1. You can remove the document from the index by query or by id (assuming
you have its id or uniqueKey field) if you want to just take it out of the
active index.

$client = new SolrClient($options);

$client->deleteById(400); // I recommend this one

OR

$client->deleteByQuery('doc_id:400'); // This should work too.

2. If all you want to do is to replace/update an existing document in the
Solr index and you still want the document to remain active in the index
then you can just update it by building a SolrInputDocument object and then
submitting just that document using the SolrClient.

$client = new SolrClient($options);

$doc = new SolrInputDocument();

$doc->addField('doc_id', 334455);
$doc->addField('other_field', 'Other Field Value');
$doc->addField('another_field', 'Another Field Value');

$updateResponse = $client->addDocument($doc);

If your changes are coming from the db it would be helpful to have a time
stamp column that changes each time the record is modified.

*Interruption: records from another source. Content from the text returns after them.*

PR #3338, opened 2026-08-27
Propagate deployer tags to EKS Auto Mode resources, and prove they land

gregschohn:
### Description

CloudFormation stack tags only reach resources that CloudFormation creates. EKS Auto Mode provisions nodes, EBS volumes, ENIs and load balancers later and on its own, so stack tags never touch them. For a deployer whose policy requires tags on `ec2:RunInstances`, that means **no nodes can launch at all**.

This adds `--tags <Key=Value,...>` to `aws-bootstrap.sh` — equivalent to the CloudFormation console's Tags step — and threads the same tag set through every mechanism Auto Mode actually reads:

| Resources | Mechanism |
|---|---|
| Everything CloudFormation creates | `aws cloudformation deploy --tags` (stack tags) |
| EC2 instances, ENIs, root/ephemeral volumes | custom `NodeClass` `spec.tags` |
| PVC-provisioned EBS volumes | StorageClass `tagSpecification_N` parameters |
| The capture proxy's NLB, its target group, listeners and frontend security group | `service.beta.kubernetes.io/aws-load-balancer-additional-resource-tags`, emitted by `setupCapture.ts` from the `provider-config` ConfigMap |

**The prerequisite that makes the rest work.** The `AmazonEKS*` managed policies on the cluster IAM role only permit the `eks:`-prefixed tags Auto Mode adds for itself, so without an extra grant a single user tag makes every `RunInstances` fall outside any Allow — an implicit deny. Adding tags naively therefore makes things *worse*. `EksInfra` now attaches `AutoModeTagPropagationPolicy` (Compute / Storage / Networking / LoadBalancer), each statement conditioned on the request carrying this cluster's own `eks:eks-cluster-name` matched against the session tag on the assumed cluster role, so it grants nothing outside the cluster. See the [tag propagation docs](https://docs.aws.amazon.com/eks/latest/userguide/auto-cluster-iam-role.html#tag-prop).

Then you can keep track of when the last index process was done and the next
time you can retrieve only 'active' documents that have been modified or
created after this last re-index process. You can send the
SolrInputDocuments to the Solr Index using the SolrClient object as shown
above for each document.

Do not forget to save the changes to the index with a call to
SolrClient::commit()

If you are updating a lot of records, I would remmend waiting till the end
to do the commit (and optimize call if needed).

More examples are available here

http://us2.php.net/manual/en/solr.examples.php

-- 
"Good Enough" is not good enough.
To give anything less than your best is to sacrifice the gift.
Quality First. Measure Twice. Cut Once.